Since her first year at LBW in 1984, she has witnessed a lot of changes in education and in what is needed to be an effective teacher.

“Students are different now culturally, socially, and technologically, so the challenge has been to be aware of those changes and meet the student where he or she is,” she said.

“The most interesting change these last few years has been to watch all the new employees join LBWCC and to realize you’re on the exiting end.”

Many of LBW’s current faculty and staff were once students in Franklin’s psychology, sociology, or ethics classes. Through the years, she even taught members of her own family, including two of her three children and a grandson.

Her involvement on campus went beyond the classroom, including serving many years as advisor for Phi Theta Kappa (PTK), the international academic honor society for two-year colleges.

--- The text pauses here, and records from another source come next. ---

Issue #502, opened 2026-07-08
watcher: a HEAD move (pull / branch switch) triggers a full-repo re-derive pass — ~15 min at 100% of one core


skakri:
Observed live on the dogfood DB while working in the repo: the elected watcher's maintenance thread (`rag-rat-watch`) pinned one core at ~100% for tens of minutes, twice in one evening, each burst starting right after ordinary git activity (`git pull --ff-only`, branch checkouts). Not a hang — each pass completed on its own; but the accumulated cost is real: the MCP server's process had ~6.3 CPU-hours over ~26 h of uptime (~24% of a core, continuously).

Evidence pinned so far:

- `reconcile_attempts` shows the passes re-deriving the WHOLE repo's chunk set on every HEAD move: full re-chunks of ~6.8–7.5k chunks at 14:55, 15:07, 19:15, and 19:23, the last two bracketing a `pull --ff-only` and a branch checkout minutes apart. Interleaved passes for real edits are the expected ~10–150 chunks.
- The embedding stage is NOT the burn (8–80 s per pass, vectors served from the content-addressed `embedding_cache`). The CPU goes to the unlogged stages of a full-scope pass: tree-sitter parse + edge extraction + `resolve_all_edges` (~48k symbols / ~173k edges here), re-chunking, and blame — single-threaded on the watcher thread, hence exactly one core.
- The clone graph is NOT the culprit: one Complete generation (20 s build), healthy delta counter — the #479/#490 delta machinery is doing its job.

Suspected root cause: `files` rows are keyed by `(path, commit_sha, worktree_id)`, so a HEAD move re-keys the base scope and the pass re-derives the new commit scope wholesale, even though nearly all content is byte-identical with the previous scope. A branch switch or pull on a mid-size repo should cost roughly its diff, not a full reindex.

Angles worth exploring:

- Content-hash reuse across commit scopes: when a path's sha256 matches the previous base scope's row, carry the derived rows (chunks/symbols/edges) into the new scope instead of re-deriving them.
- If wholesale carry is too invasive, at least skip re-parsing/re-resolving unchanged files (the per-file sha check exists; it is the scope re-key that defeats it today).
[...]

PR #579, opened 2026-07-10
perf(watch): event-scoped worktree-overlay refresh with a per-worktree diff basis

### LINKED ISSUE #577: perf(watch): maintenance pass sweeps every linked worktree overlay every pass — CPU/write treadmill with concurrent agent worktrees
## Symptom

On a dev box running several concurrent coding agents in `.claude/worktrees/` checkouts of this repo, the elected watcher (`rag-rat mcp`) is a permanent CPU + disk treadmill:

- samply on the live process: 96.6% of on-CPU time in `rag-rat-watch-p` — `watch::maintenance_pass → run_pass` 54.4% inclusive, `sqlite3_step` 31.4%, `ts_parser_parse` 30.8%, `refresh_worktree_overlays` 26.5%, `apply_clone_graph_delta` 17%, embedding reconcile 15%.
- `/proc/<pid>/io`: **34.5 GiB cumulative writes** to `rag-rat.sqlite` + `-wal` — the database itself is 632 MB. The same data is being rewritten over and over (WAL appends + checkpoints), not growth.
- From one watcher's log over ~16 h: **274 maintenance passes, 15,022 s (4.2 h) of pass wall-clock** — a 26% duty cycle.

The repo has 8 live linked worktrees (6 agent worktrees under `.claude/worktrees/`, 2 external), diverging from the base checkout by 12–260 files each (543 overlay file rows in total).

## Measured pass anatomy (from the #502 stage timings)

Fully idle, 3 AM, nothing running anywhere, passes every 300 s (`periodic_sweep_secs` backstop):

```
maintenance pass (tail skipped) total_ms=3119 content_changed=false overlays_changed=false stages=discover=72ms overlays=3047ms wal=0ms
```

**98% of an idle pass is the overlay sweep.** Interleaved with each idle sweep: 7–8 single-text `embed request … texts=1` HTTP round-trips against the local query endpoint — one per linked worktree, every pass, all night.

A pass where only overlays changed (base untouched):

```
maintenance pass total_ms=18317 content_changed=false overlays_changed=true stages=discover=69ms overlays=8671ms reconcile=6940ms clone_delta=2603ms memory_validate=29ms wal=0ms
```

Per-hour histogram (one watcher process): idle hours run 11–12 passes/hour at ~40 s/hour; active hours run 17–41 passes/hour at **880–2,772 s/hour** of pass time, with `overlays_changed=true` on most passes (24 of 27 in the worst hour).

## Root cause — three stacked factors

**1. Every pass sweeps every linked worktree (`watch.rs::refresh_worktree_overlays`).**
The per-worktree "delta-only, idle-safe" refresh is only write-idle. Per worktree per pass it still pays:
- a gix tree diff, base HEAD ↔ linked HEAD (`worktree_overlay.rs::compute_linked_worktree_delta`),
- a full working-tree status walk,
- `IgnoreMatcher::compile` over the linked checkout ("recompiled each call"),
- `overlay_needs_embed` → `pending_embedding_jobs_with_available_incremental_embedder`, which **acquires a live embedder (an actual embed HTTP request) and then runs the O(scope) candidate scan** — per worktree, per pass, even when `this_changed=false` and there is no backlog (`ai/reconcile/status.rs:67`).

That is ~400–450 ms per worktree on this repo → the 3.0 s idle pass, 12×/hour, 24/7.

**2. Base↔branch diff as the overlay basis couples every checkout's churn to every other.**
Overlay candidates are the *committed branch diff against the base checkout's current HEAD* ∪ working-tree status. So a commit on the **base** checkout changes the diff basis for **all 8 worktrees at once**: the next pass re-reads and re-indexes the branch-side content of every file that commit touched, in every overlay (tree-sitter parse + row writes ×8). Each changed overlay then runs `finalize_overlay_refresh` inside its transaction — including **a global `rebuild_logical_symbols` (26 k rows dropped + rewritten) and `sync_fts`, once per changed worktree per pass**. Six agents committing/editing concurrently means `overlays_changed=true` on nearly every pass, in both directions (base→overlays, agent→own overlay).

**3. Any overlay change forces the full tail.**
`should_run_pass_tail` treats `overlays_changed` like `content_changed`: base embedding reconcile (up to `PASS_RECONCILE_MAX_SECONDS=60`), `apply_clone_graph_delta` (2.6 s here), `memory_validate` — so the tail runs on nearly every pass during working hours. Combined with triggers from three sides (periodic sweep every 300 s; debounced inotify events across all 9 checkouts; the git hooks firing `rag-rat maintenance` on every commit/checkout in any of them), the write treadmill follows: passes 10–500+ s, dozens per hour, ~2 GiB/h of SQLite rewrite at peak.

## Proposed fix

Keep the overlay feature (worktree-scoped queries are exactly what agent worktrees use); make the per-pass work proportional to what actually changed:

1. **Event-scoped overlay refresh.** The event loop already classifies events per worktree (`event_requests_maintenance` + `LinkedWorktreeWatches`); accumulate the set of event-origin roots while the debounce is armed and carry it in the `PassRequest`. `refresh_worktree_overlays` refreshes only: (a) worktrees in that set, (b) worktrees whose recorded refresh basis (base HEAD, linked HEAD) no longer matches — which is what makes a base commit correctly refresh all overlays — persisting the basis per `worktree_id` after each successful refresh. The **periodic sweep keeps refreshing everything** (it exists to catch missed events; liveness is unchanged — anything missed heals within `periodic_sweep_secs`). The hook-driven `rag-rat maintenance` scopes to the worktree it fired from plus basis-invalidated ones.
2. **Stop probing for embed backlogs on unchanged worktrees.** Replace the per-pass per-worktree embedder probe + candidate scan with a persisted "overlay embed backlog owed" marker (same pattern as `watch_shutdown_reconcile_pending`), set when an inline overlay reconcile returns `Partial`/blocked and cleared when it drains. Unchanged worktree + no marker → zero embed/scan work.

Expected effect on this workload: idle passes drop from ~3 s to ~discover-only (~70 ms) with zero HTTP; active passes refresh 1 worktree instead of 8; the global `logical_symbols`/FTS rebuild runs for actually-changed overlays only. The base-commit case (all overlays legitimately need refresh) is unchanged.

Not in scope, considered and set aside:
- Excluding `.claude/worktrees/**` from overlay tracking (config knob): breaks worktree-scoped queries for exactly the checkouts that use them most; scoping the refresh removes the waste without losing the feature.
- WAL/checkpoint tuning: #573/#560 territory; shaves the margin, doesn't touch the re-fire economics.

Related: #219 (overlay feature), #506 (pass worker), #472 (clone quiet gate — same "defer under churn" shape), #482/#573 (WAL hygiene), #63 (idle backstop), #502 (the stage timings used here).

skakri:
Fixes #577.

## What

`refresh_worktree_overlays` refreshed **every** live linked worktree on **every** maintenance pass. The per-worktree refresh is write-idle when nothing changed, but never free: each one pays a base↔linked tree diff, a full working-tree status walk, an `IgnoreMatcher` compile, and — via `overlay_needs_embed` — an embedder acquisition (a live embed HTTP request) plus an O(scope) pending-jobs scan. On a machine running several concurrent agent worktrees that made every pass cost scale with the fleet instead of with what changed: ~3 s of overlay sweep per otherwise-idle pass, ~12×/hour, 24/7, with one embed request per worktree per pass (#577 has the full profile/log analysis).

Three changes, one seam:

1. **Event-scoped overlay refresh.** The event loop attributes each firing event to its checkout (`WorktreeEventHint`) and unions the contributions while the debounce is armed (`OverlayScope`); the accumulated scope rides the `PassRequest`. An event-scoped pass refreshes only the implicated worktrees. Unattributable events (backend rescan, worktree-registry changes) widen the pass to `All`, as do startup catch-up, the periodic sweep, gc-cadence passes, and the CLI/hook `maintenance` command — the missed-event backstop is unchanged.
2. **Per-worktree refresh basis.** After each successful, **complete** refresh the pass records `(base HEAD, linked HEAD)` as a `repo_meta` marker (`worktree_overlay_basis:<worktree_id>`, same pattern as `watch_shutdown_reconcile_pending`). A scoped pass skips an unlisted worktree only while that pair still matches — so a **base commit** (which moves the diff basis for every overlay at once) and a **linked commit** that arrives with no file event are both still refreshed, from two cheap head reads instead of a delta computation. Heads are read before the refresh and the basis is recorded after it, so races re-refresh rather than skip. A **partial** refresh (the gix status read failed midway) or a failed one *clears* any recorded basis — neither HEAD moves on a dirty edit, so a stale basis would otherwise stay skip-proof. A linked checkout's `rag-rat.toml` edit (which re-targets its branch overlay without moving HEAD) now fires and attributes to its checkout, like a `.gitignore` edit. gc prunes the marker with the dead worktree's overlay rows.
3. **No more per-pass embed probes.** An unchanged worktree checks for an embedding backlog only on `All` sweeps, via the SQL-only `pending_embedding_jobs_with_options` — no embedder acquisition, so an idle pass makes zero embed requests. A `Partial` inline drain heals within one `periodic_sweep_secs` instead of being re-probed on every pass; whether a backlogged reconcile can actually drain is decided inside the reconcile itself (`provision_remote=false`, unchanged).

## Measured

Two linked worktrees (110/130 files diverged), release binaries, steady state, watcher driven end-to-end over MCP; stage timings from the #502 pass summary:

| pass | before | after |
|---|---|---|
| base-only edit (both worktrees unchanged) — `overlays` stage | 123 ms | **4 ms** |
| idle periodic sweep — `overlays` stage | 85–164 ms | 94–99 ms (sweeps still refresh everything, by design) |
| worktree edit — refresh work | touched worktree + sweep of the sibling | touched worktree only |

The skip cost is two head reads + one kv lookup per worktree, so the base-only case scales with fleet size: the production machine that motivated this (#577) runs 8 linked worktrees and pays the sweep on every debounced pass during active hours. The embed-probe elimination (8 HTTP round-trips per idle pass there) is covered by unit tests; the bench env has no embedding model, so both runs show zero requests.

## Tests

- Scoped skip proven by behavior: a dirty edit in an unlisted, basis-unchanged worktree stays out of its overlay on a scoped pass and is picked up by the next `All` sweep.
- Basis invalidation: a linked commit and a base commit each force the refresh under an empty event scope.
- Event attribution: per-checkout `Roots`, registry/rescan → `AllWorktrees`, base-only events → empty scope; placement reporting stays non-short-circuiting across states.
- Scheduler: scope rides the request, coalesces while in flight, gc-cadence passes widen to `All`.
- `overlay_needs_embed` gate matrix (changed / sweep / backlog), including "scoped pass never probes".
- gc prunes a removed worktree's basis marker, keeps a live sibling's.

### DIFF
--- a/crates/rag-rat-cli/src/commands/index_ops.rs
+++ b/crates/rag-rat-cli/src/commands/index_ops.rs
@@ -432,7 +432,12 @@ fn run_maintenance_pass(
     // CHANGED overlay's embeddings are reconciled INLINE (while scoped to it) so worktree queries
     // aren't BM25-only for branch content. It restores the base scope afterward so the base
     // reconcile/gc/memory-validate below run unscoped.
-    rag_rat_core::watch::refresh_worktree_overlays(&mut db, config, budget.as_ref());
+    rag_rat_core::watch::refresh_worktree_overlays(
+        &mut db,
+        config,
+        budget.as_ref(),
+        &rag_rat_core::watch::OverlayScope::All,
+    );
     // The base reconcile gets whatever budget the overlays left; `None` → exhausted (or no cap left
     // at all), so skip it rather than start a fresh full-budget reconcile.
     let reconcile_report = match budget
--- a/crates/rag-rat-core/src/index/mod.rs
+++ b/crates/rag-rat-core/src/index/mod.rs
@@ -68,6 +68,7 @@ pub use query_api::{
     WalCheckpointReport,
 };
 pub(crate) use util::*;
+pub use worktree_overlay::WorktreeOverlayReport;
 
 #[cfg(test)]
 mod anchor_tests;
--- a/crates/rag-rat-core/src/index/query_api/ai_lifecycle.rs
+++ b/crates/rag-rat-core/src/index/query_api/ai_lifecycle.rs
@@ -79,6 +79,17 @@ impl IndexDatabase {
         ai::pending_embedding_jobs(self.storage.connection())
     }
 
+    /// [`Self::pending_embedding_jobs`] with the caller's candidate sizing — SQL-only, no embedder
+    /// acquisition (no probe request), so the watcher's `All`-sweep overlay backlog check is free
+    /// of network work on an idle pass (#577). Whether the backlog can actually drain is decided
+    /// inside the reconcile itself.
+    pub(crate) fn pending_embedding_jobs_with_options(
+        &self,
+        options: &ai::ReconcileOptions,
+    ) -> anyhow::Result<u64> {
+        ai::pending_embedding_jobs_with_options(self.storage.connection(), options)
+    }
+
     pub(crate) fn pending_embedding_jobs_with_available_incremental_embedder(
         &self,
         options: &ai::ReconcileOptions,
--- a/crates/rag-rat-core/src/index/query_api/gc.rs
+++ b/crates/rag-rat-core/src/index/query_api/gc.rs
@@ -160,6 +160,8 @@ impl IndexDatabase {
         // dead-GENERATION sweep already ran above, unconditionally.
         self.delete_staged_files_cascade(StagedSweep::DeadContext)?;
         conn.execute_batch("DELETE FROM temp.staged_file_ids;")?;
+        // A removed worktree's overlay refresh basis (#577) follows its overlay rows out.
+        self.prune_worktree_overlay_basis_outside(live_worktrees)?;
         // Since #248 `edge_oracle` is content-keyed with NO `edges_data` FK (it survives reindex,
         // the moniker model), so the file/edge prune above no longer cascades verdicts
         // away. Dangling verdicts are harmless for correctness — every read joins live
--- a/crates/rag-rat-core/src/index/schema_bootstrap_tests/worktree_overlay.rs
+++ b/crates/rag-rat-core/src/index/schema_bootstrap_tests/worktree_overlay.rs
@@ -188,7 +188,12 @@ fn refresh_worktree_overlays_reconciles_overlay_scope_embeddings() {
     let options = ai::ReconcileOptions { batch_size: Some(8), ..Default::default() };
     let budget = crate::watch::ReconcileBudget::new(options, std::time::Instant::now());
     // The pass refreshes the overlay AND reconciles its embeddings inline.
-    let changed = crate::watch::refresh_worktree_overlays(&mut db, &config, Some(&budget));
+    let changed = crate::watch::refresh_worktree_overlays(
+        &mut db,
+        &config,
+        Some(&budget),
+        &crate::watch::OverlayScope::All,
+    );
     assert!(changed, "the overlay changed (a new branch file was indexed)");
 
     // In the overlay scope, the new branch file's chunk must carry a Current embedding — not be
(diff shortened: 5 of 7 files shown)


skakri:
@codex review

Issue #606, opened 2026-07-10
phase C — C3: /3 acceptance wiring + /1→/2 adoption (#405)


skakri:
Wire the /3 acceptance predicate (§13: citation authority + registers + branch + freshness) into the memory write/read path, and the /1 → /2 adoption migration (§17) that re-authors the live local projection as a /3 genesis batch and retires the /1 stream. Depends on C1, C2. Spec: §13 / §17. Part of #405.

skakri:
**C3.4 (/1→/2 adoption + live-path switch) broken out into milestone #19:**
- #662 — C3.4a: local account bootstrap + account-op author seam
- #663 — C3.4b-i: /3 local-authoring + accepted→projection substrate
- #664 — C3.4b-ii: retarget the live authoring path + §17 adoption
- #665 — C3.4c: read-path confirmation + spec-conformance callout

Key finding from planning: local /3 authoring must use in-tx author seams per §16.2, NOT the self-transacting/quota-capped `content_ingest` (the remote-input path). Acceptance is correct-but-inert locally; load-bearing at phase D. C3.1–C3.3 (acceptance predicate + refold) are already merged.

skakri:
C3 is complete. C3.1–C3.3 (the `/3` acceptance predicate + refold wiring) merged earlier; the C3.4 breakout — #662 (local account bootstrap + account-op author seam), #663 (`/3` local-authoring + accepted→projection substrate), #664 (retarget the live authoring path + §17 adoption), #665 (read-path confirmation + spec-conformance callout) — is all closed.

Follow-ups that came out of this work are tracked separately and are not C3 scope: #691 (project accepted foreign `/3` into `repo_memories`, gated on transport) and #764 (chunk StreamKeyWrap fan-out for large rosters).

Remaining phase C work is #609 (C6: snapshots + coverage manifest + tombstone horizon).

PR #647, opened 2026-07-14
feat(account): add /3 candidate ancestry and branch selection

skakri:
## Summary

Second C3 slice, on top of the merged acceptance predicate (#645). It supplies the two inputs that predicate takes from the content DAG rather than the account log:

- **`ancestry`** — walks `prev_hash` back from a cut's watermark and reports `OnBranch` / `OffBranch`, or UNDECIDED *with its cause*: a withheld watermark parks as `unknown_cut_target`, a missing mid-chain link as `incomplete_cut_ancestry`. Neither ever flips a verdict (I11). A signed header pins only `prev_hash` NULLITY, never that `prev` is a valid contiguous parent — so the walk re-derives that, and refuses to follow a link that jumps chain coordinate or skips a seq slot.
- **`validate_cut_target`** — binds a cut's watermark to the exact `(stream, author_account, device, seq)` its register bounds (§11.3). A cut naming a foreign coordinate is structurally invalid and may neither condemn nor pin.
- **`select_accepted_branch`** — takes one contiguous chain per coordinate from the eligible candidates (§16.2). A register watermark pins the branch it names (promoting a currently-`forked` branch — what makes an off-branch condemnation enforceable); an unforced fork resolves to the lexicographically smaller `entry_hash`.

Mirrors `account::candidate` deliberately, so both logs enforce the same rules.

## The three states, and why two of them are not a partition

`accepted` and `forked` do **not** partition the eligible candidates, and that is the point:

| state | meaning |
|---|---|
| `accepted` | on the chain's selected branch |
| `forked` | reached its chain root through held entries and still lost a slot — a real equivocation loser, terminal unless a later watermark selects it |
| neither | stranded above a gap in the dense chain: it lost nothing, it is merely early |

Calling a stranded entry `forked` would discard valid work for arriving out of order, since the missing predecessor can still turn up and make it contiguous. The acceptance predicate parks it as `missing_predecessor` instead.

`eligible` is the caller's authority verdict rather than something this derives: a condemned entry must never compete for a slot, or an attacker mines a small-hash entry beyond a cut, wins the unforced tiebreak, and forks an honest sibling off the branch. Unlike the account fold this needs no fixpoint loop — content entries confer no authority on other content entries, so one pass suffices.

## Convergence detail worth a second look

One chain can be bounded by **two** registers — the author's roster cut and the owner's grant cut — so an equivocating device can leave them naming different watermarks at the *same* seq. Pins are therefore ordered by `(seq, watermark)`, a total order: `max_by_key` on `seq` alone hands a tie to whichever pin happens to come last, and since pins are assembled from unordered projection reads, two peers holding identical entries would derive different accepted branches.

## Validation

- `cargo +nightly fmt --all --check`; clippy with CI's exact invocations, on **1.96** (the toolchain CI actually runs — 1.97 no longer fires `type_complexity`, which is how the first round went red)
- `cargo nextest run -p rag-rat-core` — 2,380 passed, 0 failed
- Mutation-checked every load-bearing rule (pin promotion, the eligibility guard, the pin total-order, the gapped-vs-forked split, the `u64::MAX` contiguity check): each mutation fails exactly the test that claims to cover it, so none pass vacuously. The `u64::MAX` mutation panics with `attempt to add with overflow`, which is the bug it guards.
- Selection is asserted independent of row order and of pin order; a 2,000-deep chain selects without a stack overflow

Refs #606

### DIFF
--- a/crates/rag-rat-core/src/oplog/account/content/candidate.rs
+++ b/crates/rag-rat-core/src/oplog/account/content/candidate.rs
@@ -132,6 +132,10 @@ pub(super) struct BranchPin {
     pub(super) watermark: EntryHash,
 }
 
+/// Eligible entries indexed by the `(chain, prev_hash)` parent slot they extend; a chain root keys
+/// on `None`. Several entries under one key are an equivocation — the slot selection resolves them.
+type BranchChildren = HashMap<(ChainCoordinate, Option<EntryHash>), Vec<(u64, EntryHash)>>;
+
 /// The branch-selection verdict for one refold: the entries on each chain's accepted branch, and
 /// the equivocation losers (`forked` — terminal unless a later watermark selects them).
 #[derive(Debug, Clone, Default, PartialEq, Eq)]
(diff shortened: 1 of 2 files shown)


skakri:
@codex review

PR #670, opened 2026-07-15
fix(watch): surface silently-dropped filesystem watch placements

### LINKED ISSUE #658: fix(watch): surface silently-dropped inotify watch placements
## Problem

`watch_tree_pruned` (`crates/rag-rat-core/src/watch/placement.rs:343`) swallows watch-placement failures:

```rust
if watcher.watch(&d, RecursiveMode::NonRecursive).is_err() {
    continue;
}
```

On Linux, `watcher.watch()` returns `ENOSPC` when `fs.inotify.max_user_watches` is exhausted. The `continue` not only drops the watch on that directory — it also skips the `read_dir` below it, so the **entire subtree** silently loses coverage. The directory then falls back to the periodic sweep (bounded staleness), but there is **no signal** that the real-time path degraded. You cannot tell whether the watcher is actually watching or silently riding the 300s sweep.

## Scope

- Count (and log, coalesced) watch-placement failures in `place_watches` / `watch_tree_pruned` / `watch_created_dirs`, distinguishing "watch dropped" from "subtree skipped".
- Surface the count via a queryable status field (e.g. `index_status` / a watcher-health field), so degradation is observable without log scraping.
- No change to placement behavior; a failed watch still falls back to the sweep exactly as today.

## Acceptance criteria

- [ ] A watch-placement failure increments an observable counter and emits one coalesced log line (not one per directory).
- [ ] The dropped-watch count is visible via a status surface.
- [ ] No behavioral change to which directories get watched; the sweep fallback is unchanged.
- [ ] Cross-OS: the counter is meaningful on every platform (`notify` can fail to place a watch anywhere); Linux `ENOSPC` is the motivating case but the handling is not Linux-specific.

## Out of scope

- Adaptive/hot-cold watch retirement (measured non-bottleneck at current scale; deferred).
- Raising `max_user_watches` or any placement-strategy change.

Independent of the rest of the milestone — can land first.

skakri:
Fixes #658.

## Problem

A directory whose `notify::Watcher::watch` call fails — on Linux, `ENOSPC` once `fs.inotify.max_user_watches` is exhausted; on any OS, a transient failure — silently falls back to the periodic mtime sweep. Until now that degradation was invisible: graph/symbol queries could go stale between sweeps with no signal that real-time watching was partially down.

## Change

Count every watch-placement outcome through the single `place_watch` choke point into per-watcher `WatchPlacementCounters` (interior atomics, shared via `Arc` between the event-loop thread that records placements and the pass worker that reads them). Each pass persists the failure count into `repo_meta`, and `index_status` surfaces it as `watch_placement_failures`. A coalesced `warn!` fires once per new batch of drops (never per directory), correct across a restart via an instance-local last-warned mark.

Key properties:

- **Owned by the watcher instance, not a process global.** One repo config's placement outcomes can never be attributed to another's, and the counts don't outlive the watcher's shutdown. Hook/CLI passes own no watcher and record nothing (`None`) — they place no watches and must not touch the resident watcher's mark.
- **High-water mark, never lowered.** A healthy or freshly-restarted watcher sharing the DB can't erase a concurrently degraded watcher's record; the persist is an atomic max-upsert (single statement), so a concurrent same-repo writer can't regress it. It is a degradation *signal* (per-lifetime maximum), documented as such — not a live "currently degraded" gauge.
- **Absent directories are not counted.** A watch that failed because a configured target doesn't exist yet — a not-yet-created target dir, a branch-specific subdir, a worktree registry that appears later — is an expected miss already covered by the ancestor/bootstrap/created-dir watches, so it does not peg the mark or emit a spurious ENOSPC warning. Only a watch that failed on a directory that *exists* is a real drop.
- **Shutdown flush.** The post-pass linked-worktree sync places watches after the pass already persisted the counter, so the watcher flushes the final mark on the way out — otherwise a drop introduced there, on a periodic-sweep-disabled watcher with no further events, would never be recorded. Best-effort and bounded; a no-op (no DB open) when nothing ever failed.

A failed watch on a directory skips its whole unwalked subtree exactly as before — only the visibility changes.

## Tests

- Failed placements are counted and the subtree is still skipped (per-watcher instances, no cross-test global state).
- A watch failure on an *absent* directory is not counted; the same failing watcher on an existing dir is.
- The shutdown flush persists the mark into `index_status`.
- `index_status` round-trips the value through `repo_meta` with high-water semantics.

Full workspace suite green (`cargo nextest run --workspace --no-default-features`); all three CI clippy gates pass.

### DIFF
--- a/crates/rag-rat-core/src/index/meta.rs
+++ b/crates/rag-rat-core/src/index/meta.rs
@@ -1,9 +1,14 @@
 //! Index key-value meta (the `index_meta` table) and the content-revision digest.
 
 use super::*;
-use crate::config::ResolvedTarget;
+use crate::config::{Config, ResolvedTarget};
+use crate::storage::IndexConnection;
 
 const WATCH_SHUTDOWN_RECONCILE_PENDING_META: &str = "watch_shutdown_reconcile_pending";
+/// Watch-placement failure HIGH-WATER MARK the resident watcher has seen (see `watch::placement`).
+/// Persisted per pass, never lowered, so `index_status` can surface silent inotify degradation
+/// without one watcher process masking another's (see `record_watch_placement_failures`).
+const WATCH_PLACEMENT_FAILURES_META: &str = "watch_placement_failures";
 const BASE_SCOPE_DISCOVERED_META: &str = "files_base_scope_discovered";
 
 impl IndexDatabase {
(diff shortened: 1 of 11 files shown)


skakri:
@codex review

“My view is that everything has its season. LBW has been a very meaningful and fulfilling season for me, but I’m looking forward to a new season,” she said.

While she has no immediate plans outside of visiting family scattered across the country, she said there will be broader opportunity for ministry involvement.

Although this new season of life means no longer being in a classroom, she hopes to stay engaged through distance education and teaching online classes in the future.

“LBW has been a very important part of my life and I’m very grateful for the years I’ve had here.”